PR #224, opened 2020-04-27
replace custom keepcursor with event.preventDefault

NakulManchanda:


1000TurquoisePogs:
simpler=better here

○ ○ ○ ○ ○

(PROBLEM TO SOLVE) Set down exactly the line that holds "replace custom keepcursor" and all lines after it to the end of the data.

(ANSWER TO THE PROBLEM)
replace custom keepcursor with event.preventDefault

NakulManchanda:


1000TurquoisePogs:
simpler=better here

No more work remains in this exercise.